4 Financial Stock Stories to Begin Another Trading Week
BlackRock Inc. (NYSE:BLK): Current price $300.62
The provider of exchange-traded funds has recruited Rachel Lord from Citigroup Inc. to manage its iShares ETF unit in Europe, the Middle East, and Africa. Lord had served as the world chief of corporate equity derivatives at Citigroup, and will now be based in London and will report to global head of iShares Mark Wiedman, said a statement BlackRock. Lord will supplant Joe Linhares, who will come back to the United States and coordinate the company’s activities with its biggest retail distribution partners.
U.S. Bancorp (NYSE:USB): Current price $37.93
U.S. Bank announced Monday that it has surpassed its target of hiring 1,000 military veterans since January 1, 2012, just in time to honor the Veterans Day holiday. Thus far, the bank has added 1,114 veterans since Jan. 1, 2012, and now employs around 2,000 veterans nationwide. The firm met its hiring goals via an aggressive campaign backed by executive leadership and hiring managers across the company.

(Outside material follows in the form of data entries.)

PR #128, opened 2015-05-28
Supply optional token for ACL changes

mdelagrange:
It seems likely that the Consul cluster will not allow the anonymous token to make ACL changes, so it would be nice if you could supply a token with the right privileges.  I tried setting that up in this PR.  I had to delete the prefetch methods, since they wouldn't have access to the token.  However maybe there is a better way to handle it.

### DIFF
--- a/lib/puppet/provider/consul_acl/default.rb
+++ b/lib/puppet/provider/consul_acl/default.rb
@@ -6,14 +6,7 @@ Puppet::Type.type(:consul_acl).provide(
 ) do
   mk_resource_methods
 
-  def self.instances
-    acls = list_resources
-    acls.collect do |acl|
-      new(acl)
-    end
-  end
-
-  def self.list_resources
+  def self.list_resources(acl_api_token)
     if @acls
       return @acls
     end
@@ -23,14 +16,14 @@ Puppet::Type.type(:consul_acl).provide(
     uri = URI('http://localhost:8500/v1/acl')
     http = Net::HTTP.new(uri.host, uri.port)
 
-    path=uri.request_uri + '/list'
+    path=uri.request_uri + "/list?token=#{acl_api_token}"
     req = Net::HTTP::Get.new(path)
     res = http.request(req)
 
     if res.code == '200'
       acls = JSON.parse(res.body)
     else
-      acls = []
+      raise(Puppet::Error,"Cannot retrieve ACLs: invalid return code #{res.code} uri: #{path} body: #{req.body}")
     end
 
     nacls = acls.collect do |acl|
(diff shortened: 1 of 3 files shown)


lib/puppet/provider/consul_acl/default.rb
```diff
@@ -23,14 +16,14 @@ def self.list_resources
     uri = URI('http://localhost:8500/v1/acl')
     http = Net::HTTP.new(uri.host, uri.port)
 
-    path=uri.request_uri + '/list'
+    path=uri.request_uri + "/list?token=#{acl_api_token}"
```
solarkennedy: Does this work when the token is set to an empty string? Like consul tolerate a `/list?token=` ?

lib/puppet/provider/consul_acl/default.rb
```diff
@@ -53,18 +46,11 @@ def self.list_resources
     nacls
   end
 
-  def self.prefetch(resources)
```
solarkennedy: Hmm. I understand why you have to do this.
Let me think a bit about possible other solutions.

I'm a big fan of self.instances and prefetch. I think there might be a better way to gracefully degrade..

lib/puppet/provider/consul_acl/default.rb
```diff
@@ -23,14 +16,14 @@ def self.list_resources
...
-    path=uri.request_uri + '/list'
+    path=uri.request_uri + "/list?token=#{acl_api_token}"
     req = Net::HTTP::Get.new(path)
     res = http.request(req)
 
     if res.code == '200'
       acls = JSON.parse(res.body)
     else
-      acls = []
+      raise(Puppet::Error,"Cannot retrieve ACLs: invalid return code #{res.code} uri: #{path} body: #{req.body}")
```
solarkennedy: Is this going to be ok in bootstrapping mode where consul isn't running yet?

lib/puppet/provider/consul_acl/default.rb
mdelagrange: Yes, that's assumed to be the anonymous token.

lib/puppet/provider/consul_acl/default.rb
mdelagrange: It shouldn't be an issue, since it's no longer part of a prefetch in this version.

lib/puppet/provider/consul_acl/default.rb
mdelagrange: I've never written a custom provider, but it does seem better to keep the prefetch.  Maybe there's a way to configure a provider globally?

solarkennedy:
I am also not an expert on this part of the code (custom providers), but I understand that often the ACLs will not be setup in such a way for puppet to prefetch them.

I don't currently use this ACL code at all, but I would like to. Thank you for your help in getting this ACL code in a more production-ready state!

activars:
this commit seems to break "ensure" capability of creating ACL resources.

solarkennedy:
Crap :(

@activars can you pastebin with output?

PR #130, opened 2015-05-31
Switch to using start-stop-daemon for consul upstart init script

### LINKED ISSUE #126: GOMAXPROCS discarded by upstart init due to sudo's env_reset option
Hi,

In upstart init version GOMAXPROCS is set correctly but then the actual consul-agent process is started via sudo.
In Ubuntu the default sudo configuration has env_reset configured and GOMAXPROCS is not part of the env_keep configuration.
I'd suggest adding a default for the consul user which has GOMAXPROCS as part of env_keep configuration to avoid it being ignored.

bdellegrazie:
This avoids the use of sudo and permits passing the GOMAXPROCS setting
via the environment. In addition this change exposes the pid file again so
that other users can signal the agent.
Fixes #126

### DIFF
--- a/spec/classes/init_spec.rb
+++ b/spec/classes/init_spec.rb
@@ -241,7 +241,8 @@ describe 'consul' do
     }}
     it { should contain_user('custom_consul_user').with(:ensure => :present) }
     it { should contain_group('custom_consul_group').with(:ensure => :present) }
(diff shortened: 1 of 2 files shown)


solarkennedy:
Thank you! As much as a I like the simplicity of the simple exec, I understand that the bugs are showstoppers.

PR #132, opened 2015-06-02
Escape the ID & make fixtures useable more widely

duritong:
* change fixture source to https to make it work behind corporate firewalls & proxies
* make it possible to use / within an id


solarkennedy:
Thanks!

PR #1224, opened 2017-09-19
fix log text html encoding for new logs

### LINKED ISSUE #1218: XSS vulnerability in OCPL log handling code
It is possible to inject XSS into OCPL logs. 
An example here: https://github.com/opencaching/okapi/issues/412#issuecomment-329806320

Not sure how much if further OKAPI filtering is necessary, or just OCPL website code.

following5:
* fixes #1218 security issue for all newly submitted logs
* prepares migration of old logs text (migrated logs will be set to `text_html`=2)
* fixes some minor log HTML encoding issues

### DIFF
--- a/Controllers/CacheAdoptionController.php
+++ b/Controllers/CacheAdoptionController.php
@@ -151,8 +151,8 @@ class CacheAdoptionController extends BaseController
         // put log into cache logs.
         $logMessage = tr('adopt_32');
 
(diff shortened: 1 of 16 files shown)


following5:
I have now [applied](https://github.com/opencaching/opencaching-pl/commit/4ee0d1f31ed200879792791d294b83b718c3b426) this fix also to Okapi.

PR #1229, opened 2017-09-23
small cleanup around css

kojoty:
I've removed unused css selectors and mad a small cleanup around css files. It shouldn't change anything in page view.


deg-pl:
WOOOOW!
@kojoty we need also...
body {font-size:????} (I know... it is not easy, but next ones are easy!)
and classes .icon16 and .icon32 (hundred uses in code but... no definition!)

PR #1235, opened 2017-09-28
fix html cache descriptions in GPX; fixes #1126

### LINKED ISSUE #1126: GPX files
Apologies if I'm not using this forum correctly.

I have a problem with GPX files - they do not contain much of the HTML that is present on the cache page, not even` <p>` and `</p>`, so paragraphs all run together. This applies to both GPX and GPX GC format.

Rgds, Andy

following5:


kojoty:
thanks as well!

PR #1236, opened 2017-09-28
Reports - user side

deg-pl:


deg-pl:
@harrieklomp - I forgot adding few strings indeed. Thanks for support. Now all polish strings are translated info English. All subjects in mails related to reports have two prefixes: [standard_prefix] [R#reportId], so I removed {reportid} from few strings.

@andrixnet @harrieklomp - most (or all?) translations of reports now are on repository. Most important are reports_user_* because they are user related. Check also my english translation please ;)

PR #1239, opened 2017-10-02
fixed XML sequence error in GPX files

following5:
This puts some GPX lines into the right oder, to get rid of this XML validation error (tested with https://www.freeformatter.com/xml-validator-xsd.html):

`Cvc-complex-type.2.4.a: Invalid Content Was Found Starting With Element 'gsak:Child_Flag'. One Of '{"http://www.gsak.net/xmlv1/5":Resolution}' Is Expected.`

See definition in http://www.gsak.net/xmlv1/5/gsak.xsd..

For search.gpx it won't really matter, it has a bigger issue with the `<attributes>`. But search.gpxgc otherwise produces clean XML.


kojoty:
Thanks!

PR #1240, opened 2017-10-02
Add the Opencaching GPX extension (dont't merge yet)

following5:
This is a preliminary implementation of the new [Opencaching GPX extension](https://github.com/opencaching/gpx-extension-v1). It is just for review / testing / discussion, so **please don't merge**! Final code should be ready in 1-2 weeks.

This adds an `<oc:cache>` section for each geoache in the GPX files. Any apps which do not know that will ignore it; it is fully backward compatible.

The `<oc:cache>` section contains OC-specific information which otherwise is missing in GPX or not included in a safely machine-readable form:

* OC cache types
* log password requirement
* waypoint codes of other platforms, e.g. GC code
* estimated time and distance for searching
* UUIDs of log entries (this links GPX log entries to Okapi)

More information like OC attributes and OC waypoint types will be added in the future. It takes some time to define them properly.

Two detail notes:

* `<oc:size>` looks redundant to `<groundspeak:container>`. However, this is only the case for native OCPL GPX. Okapi and OCDE convert the sizes "Very large" and "Nano" to Groundspeak-compatible sizes "Large" and Micro". (Putting "Very large" and "Nano" into `<groundspeak:container>` has the drawback that some applications will not recognize it, then the cache as no size at all.) To have the same OC-GPX output on all plattforms, `<oc:size>` is redundantly added for OCPL.

* Similar for `<oc:site_team_entry>`. It is redundant to the log type "OC Team Comment". However, Okapi and OCDE don't have this log type, but a "Team comment" flag which can be set for any type of log entry. Again, to have the same OC-GPX output on all plattforms, `<oc:site_team_entry>` is redundantly added for OCPL.

### DIFF
--- a/lib/format.gpx.inc.php
+++ b/lib/format.gpx.inc.php
@@ -8,7 +8,7 @@ $nodeDetect = substr($absolute_server_URI, - 3, 2);
 
 $gpxHead = '<?xml version="1.0" encoding="utf-8"?>
 <gpx xmlns:xsd="http://www.w3.org/2001/XMLSchema" xmlns:xsi="http://www.w3.org/2001/XMLSchema-instance"
-    xsi:schemaLocation="http://www.topografix.com/GPX/1/0 http://www.topografix.com/GPX/1/0/gpx.xsd http://www.groundspeak.com/cache/1/0/1 http://www.groundspeak.com/cache/1/0/1/cache.xsd http://www.gsak.net/xmlv1/5 http://www.gsak.net/xmlv1/5/gsak.xsd"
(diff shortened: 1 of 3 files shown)


lib/format.gpx.inc.php
```diff
@@ -129,7 +149,6 @@
 
 // These strings must not be translated
 // Ref: see http://forum.opencaching.pl/viewtopic.php?p=121737#p121737
-$gpxContainer[0] = 'Unknown';       // OC: UNDEFINED
```
following5: Afaik 'Unknown' size is not definied for Groundspeak GPX. All other OC GPX implementations fall back to 'Other' size here, and I think this is the best solution.

(Practically, this fallback will only be used if someone forgot to add a new OC cache size to format.gpx.inc.php. So it's not that important.)

following5:
What is the prefered method at OCPL to resolve conflicts in open PRs? Rebase or merge-master?

kojoty:
> What is the prefered method at OCPL to resolve conflicts in open PRs? Rebase or merge-master?

It's up to you - we have many "merge" commits and this it is the easiest way. If you want to rebase it's only better.

following5:
Okay, then I will merge master here. But I will wait for #1006 / #1252, because the OC GPX extension somewhat increases the GPX file size.

lib/format.gpx.inc.php
andrixnet: It existed previously, I kept it as such when I worked on file exports

following5:
Oops, I acidentally deleted the branch. Will open a new PR later.

Issue #1200, opened 2017-09-13
Remove (?) logentries* tables


deg-pl:
We have two tables in DB: logentries and logentries_types. logentries_types is not used anywhere, In code we have only one INSERT to  logentries in /Utils/Log/Log.php, and no other access to this table. Why we collect such data? In PL DB we have 16254594 records - 3.7GB of unused data!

JPMorgan Chase & Co. (NYSE:JPM): Current price $54.08
The Securities Investor Protection Corp., an investor protection entity, has joined the legal battle requesting the United States Supreme Court to decide if JPMorgan Chase and other banks must pay for failing to take more aggressive action against Bernard Madoff’s multi-billion dollar fraud scheme. The corporation argued in a filing that the trustee chosen to recover money on behalf of victimized Madoff investors should be authorized to request funds from JPMorgan, UBS AG, HSBC, along with other financial institutions. Urging the Supreme Court to take the case, the SIPC brief contended that permitting the trustee Irving Picard’s lawsuits against the banks to move forward would afford Madoff’s former customers “the greatest and most equitable pro rata distribution of their lost investments as Congress intended.”

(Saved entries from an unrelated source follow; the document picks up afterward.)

PR #1246, opened 2017-10-03
added optional log tables cleanup; fixes #1200

### LINKED ISSUE #1200: Remove (?) logentries* tables

following5:
By default, nothing changes after deploying this commit. You then can enable the automatic cleanup by adding some settings (see lib/settingsDefault.inc.php, the last four lines). E.g.

`$config['logging_cleanup']['logentries'] = 12;`

will automatically remove entries from `logentries` table that are older than 12 months.

Of course the defaults in lib/settingsDefault.inc.php could be changed, so that there would be some basic cleanup at all OC sites (e.g. delete everything which is older than 24 months).

For **Opencaching.PL** I recommend to do a one-time manual cleanup **before** enabling automatic cleanup. This may take some minutes, but will overall speed things up:

```
delete from logentries where logtime < 'some-date';
delete from approval_status where date_approval < 'some-date';
delete from email_user where date_generated < 'some-date';
delete from CACHE_ACCESS_LOGS where event_date < 'some-date';
```
Instead of the last one, you may also run `util.sec/cleanup_access_logs.php`. It will remove all `CACHE_ACCESS_LOGS` that are older than 5 days.

Btw, I noticed that ALL database method calls in the code break PSR-2. The closing `)` bracket must go onto the start of the next line. I have kept it consistent here and added the database statement in the same non-PSR-2 style.

### DIFF
--- a/Utils/Log/CacheAccessLog.php
+++ b/Utils/Log/CacheAccessLog.php
@@ -11,12 +11,17 @@ use Utils\Database\XDb;
 
 class CacheAccessLog
 {
-
     const SOURCE_BROWSER = "B";
     const SOURCE_MOBILE = "M";
     const SOURCE_OKAPI = "O";
 
-    public static function logCacheAccess($cacheId, $userId, $event, $source){
+    public static function logCacheAccess($cacheId, $userId, $event, $source)
+    {
+        // There are many other places where rows are inserted into CACHE_ACCESS_LOG,
+        // but this probably is the most frequented one. So we do the cleanup just
+        // from here.
+        Log::cleanup('CACHE_ACCESS_LOGS');
+
         $accessLog = @$_SESSION['CACHE_ACCESS_LOG_VC_' . $userId];
         if ($accessLog === null) {
             $_SESSION['CACHE_ACCESS_LOG_VC_' . $userId] = array();
--- a/Utils/Log/Log.php
+++ b/Utils/Log/Log.php
@@ -6,16 +6,50 @@
 
 namespace Utils\Log;
 
+use Exception;
 use Utils\Database\XDb;
+
+$rootpath = __DIR__ . '/../../';
+require_once($rootpath . 'lib/settingsGlue.inc.php');
 
 class Log
 {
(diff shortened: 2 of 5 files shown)


deg-pl:
@following5 Thanks for your contribution.
I think better method is clean via dedicated cron job late at night. But do it daily (expiration period should be set in days, not months).
Your code will clean logs once per month during random USER activity. Let's relieve DB operations during user activity and make it dedicated at night.
Daily cleaning (and setting period in days) will be better in my opinion, because cleaning will be faster and the configuration will be more flexible.

@kojoty what do you think about it?

following5:
Oh, then I have misunderstood [this](https://github.com/opencaching/opencaching-pl/pull/1243#issuecomment-333763022). As I wrote in #1243, the new indexes are needed for on-the-fly cleanup. For a cronjob they are not needed.

This on-the-fly cleaning is already done [here](https://github.com/opencaching/opencaching-pl/blob/master/search.php#L450) in search.php and [here](https://github.com/opencaching/opencaching-pl/blob/master/xml/ocxml11.php#L75) in ocxml11.php and works fine. You won't notice any slowdown, deleting some indexed database rows is cheap.

following5:
(The advantage is that you dont't need to install cronjobs on all the four OC servers, cannot forget to install them, to disable them for some database maintenance or to reenable them afterwards. Noone can break the feature when fiddling around with crontab. But yes - it's unconventional.)

deg-pl:
@following5 We have 150 000+ viewcache.php views monthly. This is **150 000 UNNEEDED queries** DELETE FROM CACHE_ACCESS_LOGS (...)

following5:
okay ... I discard this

UBS AG (NYSE:UBS): Current price $18.45
Taking advantage of the improving economic environment for banks in Europe, UBS has announced its repurchase of the StabFund, created in October 2008 by the Swiss government and the Swiss National Bank to bail out UBS AG. The bank will pay $3.76 billion to SNB to buy back the residual value of distressed assets in the fund. During the financial crisis, UBS AG spun-off its toxic loans, securities, and derivatives that were worth $38.7 billion into the StabFund. Beyond that, the government supplied $6.5 billion of equity, and a loan to the fund to support the troubled assets while they attenuated.